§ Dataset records
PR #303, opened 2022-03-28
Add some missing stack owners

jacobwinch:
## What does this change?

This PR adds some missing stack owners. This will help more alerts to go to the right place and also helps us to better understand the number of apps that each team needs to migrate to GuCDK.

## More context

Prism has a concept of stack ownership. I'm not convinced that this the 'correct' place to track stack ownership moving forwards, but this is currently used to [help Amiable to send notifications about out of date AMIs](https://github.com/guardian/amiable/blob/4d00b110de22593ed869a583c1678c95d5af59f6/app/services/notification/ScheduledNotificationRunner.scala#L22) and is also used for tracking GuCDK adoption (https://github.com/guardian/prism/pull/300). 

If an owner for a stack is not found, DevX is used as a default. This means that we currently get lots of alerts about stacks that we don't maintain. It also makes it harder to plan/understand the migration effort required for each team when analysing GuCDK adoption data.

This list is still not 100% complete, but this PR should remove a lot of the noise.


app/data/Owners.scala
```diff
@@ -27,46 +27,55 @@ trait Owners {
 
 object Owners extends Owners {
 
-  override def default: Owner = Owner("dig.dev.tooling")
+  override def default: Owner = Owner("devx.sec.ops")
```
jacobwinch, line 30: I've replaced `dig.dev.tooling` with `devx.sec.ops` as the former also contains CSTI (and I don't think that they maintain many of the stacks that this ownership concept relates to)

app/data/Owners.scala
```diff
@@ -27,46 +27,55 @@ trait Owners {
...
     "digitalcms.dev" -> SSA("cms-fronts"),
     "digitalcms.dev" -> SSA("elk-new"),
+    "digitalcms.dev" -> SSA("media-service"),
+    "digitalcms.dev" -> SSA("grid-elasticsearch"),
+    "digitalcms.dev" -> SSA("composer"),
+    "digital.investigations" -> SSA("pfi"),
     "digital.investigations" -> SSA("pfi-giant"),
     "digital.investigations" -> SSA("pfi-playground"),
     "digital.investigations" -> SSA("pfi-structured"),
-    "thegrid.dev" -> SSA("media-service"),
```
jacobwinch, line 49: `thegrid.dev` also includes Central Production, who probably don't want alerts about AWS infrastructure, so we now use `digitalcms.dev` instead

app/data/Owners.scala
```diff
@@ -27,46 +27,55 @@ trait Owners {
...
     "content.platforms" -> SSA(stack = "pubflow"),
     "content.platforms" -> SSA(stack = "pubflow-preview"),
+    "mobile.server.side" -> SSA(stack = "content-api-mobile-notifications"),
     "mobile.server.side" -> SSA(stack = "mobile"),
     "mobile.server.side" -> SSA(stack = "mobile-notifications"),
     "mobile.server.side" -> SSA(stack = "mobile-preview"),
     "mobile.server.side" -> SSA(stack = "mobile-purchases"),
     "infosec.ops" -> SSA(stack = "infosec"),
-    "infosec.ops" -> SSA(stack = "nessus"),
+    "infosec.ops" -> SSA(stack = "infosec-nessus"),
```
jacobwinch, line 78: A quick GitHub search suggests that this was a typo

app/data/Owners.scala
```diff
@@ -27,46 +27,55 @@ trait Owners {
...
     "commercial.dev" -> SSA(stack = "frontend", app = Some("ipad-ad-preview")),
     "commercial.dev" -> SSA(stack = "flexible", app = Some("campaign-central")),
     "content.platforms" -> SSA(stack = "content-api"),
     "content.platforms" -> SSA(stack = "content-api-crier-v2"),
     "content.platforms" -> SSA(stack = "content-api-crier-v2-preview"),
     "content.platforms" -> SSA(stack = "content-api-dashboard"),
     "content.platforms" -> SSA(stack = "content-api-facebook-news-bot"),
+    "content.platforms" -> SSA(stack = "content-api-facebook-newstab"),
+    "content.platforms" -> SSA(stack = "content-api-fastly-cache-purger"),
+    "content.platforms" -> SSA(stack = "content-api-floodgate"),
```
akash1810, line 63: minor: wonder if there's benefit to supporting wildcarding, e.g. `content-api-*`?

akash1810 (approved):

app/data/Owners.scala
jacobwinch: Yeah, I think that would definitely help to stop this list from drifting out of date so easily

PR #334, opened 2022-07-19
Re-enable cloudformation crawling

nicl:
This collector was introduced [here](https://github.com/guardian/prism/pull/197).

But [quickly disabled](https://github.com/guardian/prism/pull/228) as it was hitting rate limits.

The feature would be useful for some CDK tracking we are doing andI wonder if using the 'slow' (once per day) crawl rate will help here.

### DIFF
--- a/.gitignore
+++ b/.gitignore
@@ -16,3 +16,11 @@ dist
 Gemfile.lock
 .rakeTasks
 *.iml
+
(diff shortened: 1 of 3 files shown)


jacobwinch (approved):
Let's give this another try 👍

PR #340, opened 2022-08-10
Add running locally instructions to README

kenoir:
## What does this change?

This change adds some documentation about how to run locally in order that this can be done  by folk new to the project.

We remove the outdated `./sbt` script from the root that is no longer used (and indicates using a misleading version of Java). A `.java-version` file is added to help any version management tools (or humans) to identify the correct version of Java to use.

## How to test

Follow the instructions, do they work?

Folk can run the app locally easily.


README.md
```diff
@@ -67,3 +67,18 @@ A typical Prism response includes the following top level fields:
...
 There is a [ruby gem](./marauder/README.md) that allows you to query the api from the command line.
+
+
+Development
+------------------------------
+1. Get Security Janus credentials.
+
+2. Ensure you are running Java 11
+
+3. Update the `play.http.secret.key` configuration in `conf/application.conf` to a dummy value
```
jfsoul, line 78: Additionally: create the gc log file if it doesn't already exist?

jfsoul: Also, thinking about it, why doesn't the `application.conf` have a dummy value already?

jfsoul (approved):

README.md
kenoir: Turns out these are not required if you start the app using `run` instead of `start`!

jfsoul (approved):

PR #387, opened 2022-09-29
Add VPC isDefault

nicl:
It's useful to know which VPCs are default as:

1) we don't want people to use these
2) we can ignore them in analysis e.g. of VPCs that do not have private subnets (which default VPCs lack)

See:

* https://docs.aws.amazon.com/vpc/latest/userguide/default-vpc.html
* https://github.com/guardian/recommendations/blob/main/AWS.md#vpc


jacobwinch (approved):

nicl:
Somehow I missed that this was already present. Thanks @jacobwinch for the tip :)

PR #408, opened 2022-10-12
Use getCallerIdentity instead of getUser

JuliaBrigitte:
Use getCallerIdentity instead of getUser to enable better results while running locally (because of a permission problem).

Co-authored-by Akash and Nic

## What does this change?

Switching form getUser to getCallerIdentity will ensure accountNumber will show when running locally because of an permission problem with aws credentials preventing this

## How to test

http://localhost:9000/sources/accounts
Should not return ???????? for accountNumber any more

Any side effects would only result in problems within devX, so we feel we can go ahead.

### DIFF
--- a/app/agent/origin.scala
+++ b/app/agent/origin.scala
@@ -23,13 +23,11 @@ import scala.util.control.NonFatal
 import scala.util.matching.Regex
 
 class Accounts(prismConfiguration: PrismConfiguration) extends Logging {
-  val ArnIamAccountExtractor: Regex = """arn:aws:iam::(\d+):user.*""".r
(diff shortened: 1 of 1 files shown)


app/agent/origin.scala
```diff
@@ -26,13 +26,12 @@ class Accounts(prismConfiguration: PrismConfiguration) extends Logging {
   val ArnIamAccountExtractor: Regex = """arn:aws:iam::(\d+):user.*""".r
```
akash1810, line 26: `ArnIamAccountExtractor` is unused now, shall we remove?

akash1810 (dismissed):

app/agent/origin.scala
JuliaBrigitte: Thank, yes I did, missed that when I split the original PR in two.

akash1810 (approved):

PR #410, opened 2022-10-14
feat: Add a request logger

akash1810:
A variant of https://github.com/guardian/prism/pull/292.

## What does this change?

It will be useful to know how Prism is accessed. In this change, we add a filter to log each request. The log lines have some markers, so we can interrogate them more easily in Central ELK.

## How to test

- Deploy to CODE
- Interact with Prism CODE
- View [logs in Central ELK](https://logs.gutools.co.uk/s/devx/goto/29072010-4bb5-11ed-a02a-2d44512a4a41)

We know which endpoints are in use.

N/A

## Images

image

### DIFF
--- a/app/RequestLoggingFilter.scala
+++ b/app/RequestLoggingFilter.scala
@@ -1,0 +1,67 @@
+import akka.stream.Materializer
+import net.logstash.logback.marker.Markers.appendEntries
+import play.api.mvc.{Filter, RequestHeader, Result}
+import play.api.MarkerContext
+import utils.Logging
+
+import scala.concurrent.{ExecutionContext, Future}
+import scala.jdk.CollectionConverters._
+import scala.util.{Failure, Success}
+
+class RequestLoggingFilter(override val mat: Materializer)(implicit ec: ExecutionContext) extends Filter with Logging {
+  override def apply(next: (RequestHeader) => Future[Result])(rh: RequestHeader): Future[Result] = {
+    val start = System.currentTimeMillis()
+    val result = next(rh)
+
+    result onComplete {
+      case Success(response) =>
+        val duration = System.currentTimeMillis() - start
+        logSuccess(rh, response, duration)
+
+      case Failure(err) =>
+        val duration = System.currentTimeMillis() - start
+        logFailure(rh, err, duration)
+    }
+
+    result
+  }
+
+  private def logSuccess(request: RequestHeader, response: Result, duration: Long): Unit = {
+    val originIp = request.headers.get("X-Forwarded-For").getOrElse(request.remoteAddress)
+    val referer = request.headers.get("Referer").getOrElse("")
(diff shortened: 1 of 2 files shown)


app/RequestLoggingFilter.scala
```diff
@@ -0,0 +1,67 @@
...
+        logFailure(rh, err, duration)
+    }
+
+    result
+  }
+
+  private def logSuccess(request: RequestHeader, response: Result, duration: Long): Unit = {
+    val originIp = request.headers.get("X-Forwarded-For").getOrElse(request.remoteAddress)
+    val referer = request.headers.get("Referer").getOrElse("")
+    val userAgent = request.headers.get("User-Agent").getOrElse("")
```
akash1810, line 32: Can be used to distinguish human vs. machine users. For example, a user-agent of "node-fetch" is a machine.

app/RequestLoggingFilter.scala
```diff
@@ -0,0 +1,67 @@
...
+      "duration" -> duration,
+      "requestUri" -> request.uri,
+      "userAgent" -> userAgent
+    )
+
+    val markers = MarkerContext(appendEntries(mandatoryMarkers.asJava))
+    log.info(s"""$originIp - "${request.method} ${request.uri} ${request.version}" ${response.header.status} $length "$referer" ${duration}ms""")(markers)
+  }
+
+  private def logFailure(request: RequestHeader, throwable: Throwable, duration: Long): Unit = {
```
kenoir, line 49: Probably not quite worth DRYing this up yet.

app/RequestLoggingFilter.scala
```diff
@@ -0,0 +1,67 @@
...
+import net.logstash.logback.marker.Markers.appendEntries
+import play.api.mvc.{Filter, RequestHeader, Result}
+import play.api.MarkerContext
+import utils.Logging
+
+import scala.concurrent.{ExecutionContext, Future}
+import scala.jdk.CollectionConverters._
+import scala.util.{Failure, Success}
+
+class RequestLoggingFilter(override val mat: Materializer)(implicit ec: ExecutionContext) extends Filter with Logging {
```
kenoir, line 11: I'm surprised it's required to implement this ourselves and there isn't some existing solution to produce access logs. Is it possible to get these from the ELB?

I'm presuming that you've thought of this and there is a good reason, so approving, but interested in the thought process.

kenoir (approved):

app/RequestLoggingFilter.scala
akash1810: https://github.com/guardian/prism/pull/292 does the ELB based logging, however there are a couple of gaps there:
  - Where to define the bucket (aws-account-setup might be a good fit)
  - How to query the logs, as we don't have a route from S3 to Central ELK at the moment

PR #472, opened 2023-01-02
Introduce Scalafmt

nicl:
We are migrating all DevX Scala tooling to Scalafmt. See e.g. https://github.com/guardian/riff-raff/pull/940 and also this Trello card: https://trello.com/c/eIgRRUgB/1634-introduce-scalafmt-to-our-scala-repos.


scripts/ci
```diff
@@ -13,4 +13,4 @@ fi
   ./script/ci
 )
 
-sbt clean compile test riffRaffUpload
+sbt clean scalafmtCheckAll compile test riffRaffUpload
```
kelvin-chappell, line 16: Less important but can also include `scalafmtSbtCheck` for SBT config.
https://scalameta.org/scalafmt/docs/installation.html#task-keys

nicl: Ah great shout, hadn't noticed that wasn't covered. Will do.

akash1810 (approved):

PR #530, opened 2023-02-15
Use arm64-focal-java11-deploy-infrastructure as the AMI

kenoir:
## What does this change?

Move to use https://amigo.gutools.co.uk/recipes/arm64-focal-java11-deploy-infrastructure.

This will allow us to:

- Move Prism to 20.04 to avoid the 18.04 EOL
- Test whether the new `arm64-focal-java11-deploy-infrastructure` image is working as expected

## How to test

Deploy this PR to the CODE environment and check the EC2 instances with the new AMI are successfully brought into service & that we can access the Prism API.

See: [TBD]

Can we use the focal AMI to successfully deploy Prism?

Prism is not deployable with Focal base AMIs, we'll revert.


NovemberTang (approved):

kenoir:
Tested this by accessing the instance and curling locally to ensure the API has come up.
* * *
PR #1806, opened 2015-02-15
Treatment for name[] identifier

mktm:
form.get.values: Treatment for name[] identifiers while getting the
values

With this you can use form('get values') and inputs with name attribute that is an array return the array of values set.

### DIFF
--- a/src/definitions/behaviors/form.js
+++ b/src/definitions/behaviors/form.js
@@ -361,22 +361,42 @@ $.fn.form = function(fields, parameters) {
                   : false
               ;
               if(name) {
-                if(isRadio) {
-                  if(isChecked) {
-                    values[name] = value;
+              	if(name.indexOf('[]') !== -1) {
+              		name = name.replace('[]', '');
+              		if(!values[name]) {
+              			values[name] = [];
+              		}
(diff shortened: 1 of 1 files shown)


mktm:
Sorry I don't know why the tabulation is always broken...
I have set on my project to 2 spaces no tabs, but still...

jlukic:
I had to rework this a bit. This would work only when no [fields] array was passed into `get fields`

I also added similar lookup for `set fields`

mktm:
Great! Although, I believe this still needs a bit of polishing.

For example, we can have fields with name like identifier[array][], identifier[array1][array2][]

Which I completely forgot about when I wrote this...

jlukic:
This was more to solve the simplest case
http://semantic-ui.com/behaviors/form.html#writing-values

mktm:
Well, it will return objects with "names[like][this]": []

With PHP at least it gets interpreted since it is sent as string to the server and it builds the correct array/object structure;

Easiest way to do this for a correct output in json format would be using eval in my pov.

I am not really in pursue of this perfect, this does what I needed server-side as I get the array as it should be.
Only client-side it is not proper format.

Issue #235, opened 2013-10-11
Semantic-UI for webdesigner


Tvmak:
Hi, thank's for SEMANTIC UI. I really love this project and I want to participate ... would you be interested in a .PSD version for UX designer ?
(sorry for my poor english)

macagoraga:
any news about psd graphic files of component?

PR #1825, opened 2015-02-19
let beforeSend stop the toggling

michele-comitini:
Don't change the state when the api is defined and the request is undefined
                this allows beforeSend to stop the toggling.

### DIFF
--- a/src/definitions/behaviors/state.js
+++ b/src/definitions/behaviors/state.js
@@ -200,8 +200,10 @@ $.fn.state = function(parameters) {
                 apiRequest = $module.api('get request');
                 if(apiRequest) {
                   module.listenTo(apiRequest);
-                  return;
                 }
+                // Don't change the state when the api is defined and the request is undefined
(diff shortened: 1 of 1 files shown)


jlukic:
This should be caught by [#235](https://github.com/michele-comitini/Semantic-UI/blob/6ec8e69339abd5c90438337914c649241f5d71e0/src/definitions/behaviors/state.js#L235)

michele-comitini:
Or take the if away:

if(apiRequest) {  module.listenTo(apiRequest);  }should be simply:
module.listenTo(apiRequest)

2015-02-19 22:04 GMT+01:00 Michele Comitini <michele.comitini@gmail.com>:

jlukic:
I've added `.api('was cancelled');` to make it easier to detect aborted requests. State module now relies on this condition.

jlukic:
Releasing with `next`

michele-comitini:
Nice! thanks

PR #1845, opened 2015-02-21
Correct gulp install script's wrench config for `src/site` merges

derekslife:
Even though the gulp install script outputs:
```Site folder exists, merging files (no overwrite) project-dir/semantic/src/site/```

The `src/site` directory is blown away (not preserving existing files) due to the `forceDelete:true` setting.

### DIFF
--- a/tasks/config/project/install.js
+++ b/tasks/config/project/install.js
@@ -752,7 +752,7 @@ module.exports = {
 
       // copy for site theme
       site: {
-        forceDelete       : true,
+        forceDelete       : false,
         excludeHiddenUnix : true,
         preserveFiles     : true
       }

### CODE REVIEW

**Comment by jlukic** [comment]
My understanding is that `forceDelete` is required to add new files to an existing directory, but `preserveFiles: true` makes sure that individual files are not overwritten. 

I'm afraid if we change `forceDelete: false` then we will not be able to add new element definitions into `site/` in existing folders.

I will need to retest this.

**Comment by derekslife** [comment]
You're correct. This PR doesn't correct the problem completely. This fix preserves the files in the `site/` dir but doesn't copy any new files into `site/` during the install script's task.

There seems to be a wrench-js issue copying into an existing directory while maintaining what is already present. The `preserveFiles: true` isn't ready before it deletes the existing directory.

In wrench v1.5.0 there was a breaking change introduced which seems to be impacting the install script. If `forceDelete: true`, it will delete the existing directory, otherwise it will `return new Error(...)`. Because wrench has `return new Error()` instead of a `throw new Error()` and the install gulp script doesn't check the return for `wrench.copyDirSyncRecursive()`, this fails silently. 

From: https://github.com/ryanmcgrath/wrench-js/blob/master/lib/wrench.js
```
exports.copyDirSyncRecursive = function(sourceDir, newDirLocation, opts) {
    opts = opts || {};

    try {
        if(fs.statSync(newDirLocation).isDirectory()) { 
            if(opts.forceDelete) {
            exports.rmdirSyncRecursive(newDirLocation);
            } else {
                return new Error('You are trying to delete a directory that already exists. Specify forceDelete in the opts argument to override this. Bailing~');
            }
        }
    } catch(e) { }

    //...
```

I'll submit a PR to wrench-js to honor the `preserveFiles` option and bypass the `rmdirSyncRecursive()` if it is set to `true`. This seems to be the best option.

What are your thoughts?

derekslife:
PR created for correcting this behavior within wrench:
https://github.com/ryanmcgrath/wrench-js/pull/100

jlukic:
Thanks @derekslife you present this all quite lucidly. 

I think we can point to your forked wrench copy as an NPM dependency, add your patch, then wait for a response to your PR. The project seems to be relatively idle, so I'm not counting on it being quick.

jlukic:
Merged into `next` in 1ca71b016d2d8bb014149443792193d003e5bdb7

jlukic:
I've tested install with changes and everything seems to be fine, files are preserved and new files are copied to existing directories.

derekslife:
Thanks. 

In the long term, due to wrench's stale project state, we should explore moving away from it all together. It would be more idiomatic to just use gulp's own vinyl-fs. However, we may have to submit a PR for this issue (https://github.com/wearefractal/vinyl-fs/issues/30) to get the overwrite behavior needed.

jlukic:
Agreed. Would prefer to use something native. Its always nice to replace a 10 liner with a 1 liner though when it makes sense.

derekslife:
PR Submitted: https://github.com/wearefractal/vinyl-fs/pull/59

§ Your goal
Look above for the line holding "PR #303, opened 2022-03-28", then set down exactly that line and every line after it up to and including the line holding "Prism has a", with nothing else.

§ Exercise result
PR #303, opened 2022-03-28
Add some missing stack owners

jacobwinch:
## What does this change?

This PR adds some missing stack owners. This will help more alerts to go to the right place and also helps us to better understand the number of apps that each team needs to migrate to GuCDK.

## More context

Prism has a concept of stack ownership. I'm not convinced that this the 'correct' place to track stack ownership moving forwards, but this is currently used to [help Amiable to send notifications about out of date AMIs](https://github.com/guardian/amiable/blob/4d00b110de22593ed869a583c1678c95d5af59f6/app/services/notification/ScheduledNotificationRunner.scala#L22) and is also used for tracking GuCDK adoption (https://github.com/guardian/prism/pull/300). 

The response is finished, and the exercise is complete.